Problem details →
Among the entries that follow, some lines contain the word "field". Show all of them.

Records from a dataset:
-- Opening Marker --

PR #998, opened 2026-01-27
Make `job_params` optional for built sequences on every remote backend

### LINKED ISSUE #959: Stop using 'job_params' as the way to specify the runs on a `RemoteBackend`
- For `EmulatorBackend`s on the new interface, the number of runs is not required and is even misleading. If it is defined, it should be via the `Bitstrings` observable, not via `job_params`. When given in `job_params`, we should raise a warning saying we are ignoring the value.
- For `QPUBackend`, we could introduce a `QPUConfig` class with a parameter to specify a default number of runs. We should still allow this parameter to be overwritten in `job_params` in case the user requires a different number of shots for different combinations of variables, but at least we wouldn't require this value to be specified.

**Open question:**

In the past, we have considered standardizing what I'm here calling "runs". In the emulators we usually refer to these as "shots" while in other places it is even referred to as "samples" (*not* a good option, let's not consider it). 
Since moving from "shots" to "runs" in the emulators would be more disruptive, would this be a good opportunity to start calling these "shots" instead?

HGSilveri:
- [x] On `QPUBackend`, defaults `runs` to `BackendConfig.default_num_shots`
- [x] On `RemoteEmulatorBackend`, raises warning whenever `runs` is defined (i.e. merge https://github.com/pasqal-io/pasqal-cloud/pull/229)
- [x] Upper-bounds `pulser-pasqal` once https://github.com/pasqal-io/pasqal-cloud/pull/229 is merged and release
- [x] ~Updates `Emulator execution` tutorial to stop using the `runs=1` hack~ TBD in #1003 instead

Closes #959 .

### DIFF
--- a/pulser-core/pulser/backend/qpu.py
+++ b/pulser-core/pulser/backend/qpu.py
@@ -57,7 +57,7 @@ class QPUBackend(RemoteBackend):
                 job with 'BackendConfig.default_num_shots'.
                 If the sequence is parametrized, the values for all the
                 variables necessary to build the sequence must be given in
-                it's own dictionary, for each job, under the 'variables' field.
+                its own dictionary, for each job, under the 'variables' field.
                 Each dictionary may contain a custom 'runs' field specifying
                 the number of shots to take of the same sequence; if not given,
                 'BackendConfig.default_num_shots' is used when available.
--- a/pulser-core/pulser/backend/remote.py
+++ b/pulser-core/pulser/backend/remote.py
@@ -346,12 +346,10 @@ class RemoteBackend(Backend):
         """Runs the sequence on the remote backend and returns the result.
 
         Args:
-            job_params: A list of parameters for each job to execute. Each
-                mapping must contain a defined 'runs' field specifying
-                the number of times to run the same sequence. If the sequence
-                is parametrized, the values for all the variables necessary
-                to build the sequence must be given in it's own mapping, for
-                each job, under the 'variables' field.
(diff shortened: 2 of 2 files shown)


pulser-core/pulser/backend/__init__.py
```diff
@@ -18,7 +18,11 @@
     Backend as Backend,
     EmulatorBackend as EmulatorBackend,
 )
-from pulser.backend.config import EmulatorConfig, EmulationConfig
+from pulser.backend.config import (
+    BackendConfig,
+    EmulatorConfig,
+    EmulationConfig,
```
a-corni, line 24: Note for #972 we should add RemoteResults in backend.__init__

pulser-core/pulser/backend/qpu.py
```diff
@@ -31,26 +32,35 @@ class QPUBackend(RemoteBackend):
...
-                the number of times to run the same sequence. If the sequence
-                is parametrized, the values for all the variables necessary
-                to build the sequence must be given in it's own mapping, for
-                each job, under the 'variables' field.
+            job_params: A list of dictionaries with the parameters to execute
+                each job. If not given, the backend will attempt to run one
+                job with 'BackendConfig.default_num_shots'.
+                If the sequence is parametrized, the values for all the
+                variables necessary to build the sequence must be given in
+                it's own dictionary, for each job, under the 'variables' field.
```
a-corni: Nit: its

-- Closing Marker --

Answer box →
-                it's own dictionary, for each job, under the 'variables' field.
+                its own dictionary, for each job, under the 'variables' field.
                 Each dictionary may contain a custom 'runs' field specifying
-                mapping must contain a defined 'runs' field specifying
-                each job, under the 'variables' field.
-                each job, under the 'variables' field.
+                it's own dictionary, for each job, under the 'variables' field.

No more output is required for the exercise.